Investigations of the nucleophilic substitution reactions and rearrangements of 2-norbornyl derivatives led S.Winstein to suggest in the early 1950s that the intermediate carbocation was non-classical and contained a pentacoordinated carbon (C₆ in Figure la coordinates to two hydrogen atoms besides C₁, C₂ and C₅). This interpretation was questioned by H.C. Brown (1912, USA), who received the 1979 Nobel Prize in Chemistry for his development of boron compounds into important reagents in organic synthesis. Brown claimed that the 2-norbornyl cation did not have carbonium ion structure but was a carbenium ion that rapidly rearranged itself into itself, i.e. it was a rapidly equilibrating carbenium ion (Figure 1b).

Figure 1. a) Carbonium ion b) Equilibrating carbenium ions

The ensuing scientific controversy lasted until about 1980. As the structures of carbonium ions were of great theoretical interest, the problem fascinated many leading physical organic chemists, yet despite great efforts and many ingenious experiments, no definitive solution was found until the 2-norbornyl cation could be directly studied with NMR-spectroscopy.

Olah and his co-workers finally observed the 2-norbornyl carbocation in a solution of SbF₅-SO₂ClF-SO₂F₂ at -158°C. Both 1,2-hydride shifts and more complicated rearrangements at this low temperature are slow enough not to disturb the interpretation of the NMR-spectra.

The spectra accorded completely with Winstein’s symmetrical bridged structure, with a pentacoordinated carbon (Figure la) and not with a rapidly equilibrating carbenium ion. Studies using electron-spectroscopy for chemical analysis (ESCA), developed by the Swedish Nobel laureate in physics for 1981, Kai Siegbahn, confirmed these conclusions.

Molecules containing pentacoordinated carbon atoms are no longer an exotic curiosity in organic chemistry. They have been found in inorganic compounds, organometallic compounds e.g. organolithium compounds, carboranes and other cluster compounds.

Superacids are so strong that they can protonate such extremely weak bases as the alkanes, as was shown by Olah and independently by H. Hogeveen. Thus, pentacoordinated carbonium ions have been obtained from methane higher alkanes and various cycloalkanes. Methane gives the methionium ion CH₅⁺, which Olah has formulated as containing a three-centre, two-electron bond (Figure 2a, indicated with triangular dotted lines). Note that their junction does not represent an additional atom. Higher alkanes can be protonated both at C-H bonds (Figure 2b) and at C-C bonds (Figure 2c).

Figure 2.

Olah found that for instance protonated isobutane decomposes to the t-butyl cation and molecular hydrogen. From the classical point of view, this is quite an unreasonable reaction; isobutane is oxidized by the proton to give the t-butyl cation and molecular hydrogen.

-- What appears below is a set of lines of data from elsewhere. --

PR #227, opened 2016-04-08
Clean up rockspec

daurnimator:
Using functions from a rockspec is silly.

Use a simple static table definition instead.
Things from the "platforms" section get merged in.


creationix:
looks good to me

creationix:
@tarruda do you have any objections with this change?

tarruda:
I was not aware that luarocks took care of recursively merging platform/common settings like that(In fact I simply copied from an existing rockspec). Is `nil` at the start of each platform-specific `libraries` table is a placeholder for `uv`?

In any case, I have no objections if nothing breaks, so LGTM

The protonation of saturated hydrocarbons in superacidic media has, through Olah’s work, already had practical consequences. It has led to a method for isomerising straight alkanes into branched alkanes of higher octane number. It has permitted the preparation of higher alkanes with methane as building block, illustrated below in the formation of ethane from methane. Superacid catalysis has also made it possible to crack heavy oils and to liquefy coal under surprisingly mild conditions.

Olah has recently shown that our most common electrophiles such as the acyl cation and the nitronium ion are protonated in superacidic media into doubly charged superelectrophiles. This leads to a dramatic increase in electrophilic reactivity. It is already obvious that Olah’s new chemistry has very broad and important applications.